- Task instructions -
Every line of the entries below that mentions "mock" is to be copied out.

[The records — start]

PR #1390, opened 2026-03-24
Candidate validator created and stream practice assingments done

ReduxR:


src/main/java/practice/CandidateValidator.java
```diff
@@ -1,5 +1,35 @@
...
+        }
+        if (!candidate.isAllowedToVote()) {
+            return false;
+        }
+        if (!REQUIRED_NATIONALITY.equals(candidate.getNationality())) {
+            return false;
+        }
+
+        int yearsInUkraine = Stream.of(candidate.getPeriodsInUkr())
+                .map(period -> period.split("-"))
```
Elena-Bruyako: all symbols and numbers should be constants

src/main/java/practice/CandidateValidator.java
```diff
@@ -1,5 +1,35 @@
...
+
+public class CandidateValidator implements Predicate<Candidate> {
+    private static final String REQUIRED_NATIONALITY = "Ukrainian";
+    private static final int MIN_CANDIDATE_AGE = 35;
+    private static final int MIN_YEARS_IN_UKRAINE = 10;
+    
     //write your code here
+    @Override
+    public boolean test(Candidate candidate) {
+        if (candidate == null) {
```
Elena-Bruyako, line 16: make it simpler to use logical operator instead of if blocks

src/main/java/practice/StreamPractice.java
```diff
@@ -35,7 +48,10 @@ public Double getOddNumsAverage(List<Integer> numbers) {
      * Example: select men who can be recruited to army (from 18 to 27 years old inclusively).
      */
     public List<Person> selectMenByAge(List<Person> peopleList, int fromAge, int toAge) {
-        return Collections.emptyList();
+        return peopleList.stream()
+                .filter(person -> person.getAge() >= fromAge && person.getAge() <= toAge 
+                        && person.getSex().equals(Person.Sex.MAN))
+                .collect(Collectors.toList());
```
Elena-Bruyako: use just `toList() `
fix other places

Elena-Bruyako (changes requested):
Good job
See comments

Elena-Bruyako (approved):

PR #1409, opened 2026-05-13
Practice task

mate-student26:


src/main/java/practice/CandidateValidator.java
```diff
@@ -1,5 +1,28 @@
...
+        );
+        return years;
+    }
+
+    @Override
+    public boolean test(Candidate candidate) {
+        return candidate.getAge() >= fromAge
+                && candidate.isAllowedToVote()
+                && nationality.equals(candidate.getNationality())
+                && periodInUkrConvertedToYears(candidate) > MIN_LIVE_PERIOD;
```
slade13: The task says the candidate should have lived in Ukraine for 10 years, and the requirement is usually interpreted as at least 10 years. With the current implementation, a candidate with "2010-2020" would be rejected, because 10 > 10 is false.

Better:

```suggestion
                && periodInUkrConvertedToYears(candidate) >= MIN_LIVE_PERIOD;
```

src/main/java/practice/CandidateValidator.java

[The records — finish]
[The records — start]

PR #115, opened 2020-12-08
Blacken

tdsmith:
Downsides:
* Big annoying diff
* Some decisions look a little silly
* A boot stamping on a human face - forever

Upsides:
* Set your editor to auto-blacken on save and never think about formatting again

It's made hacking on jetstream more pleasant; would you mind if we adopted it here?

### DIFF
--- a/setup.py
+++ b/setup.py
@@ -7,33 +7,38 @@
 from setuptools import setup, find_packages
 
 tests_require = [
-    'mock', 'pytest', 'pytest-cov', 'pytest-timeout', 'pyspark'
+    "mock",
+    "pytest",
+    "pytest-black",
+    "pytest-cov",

[The records — finish]

- Exercise output -
-    'mock', 'pytest', 'pytest-cov', 'pytest-timeout', 'pyspark'
+    "mock",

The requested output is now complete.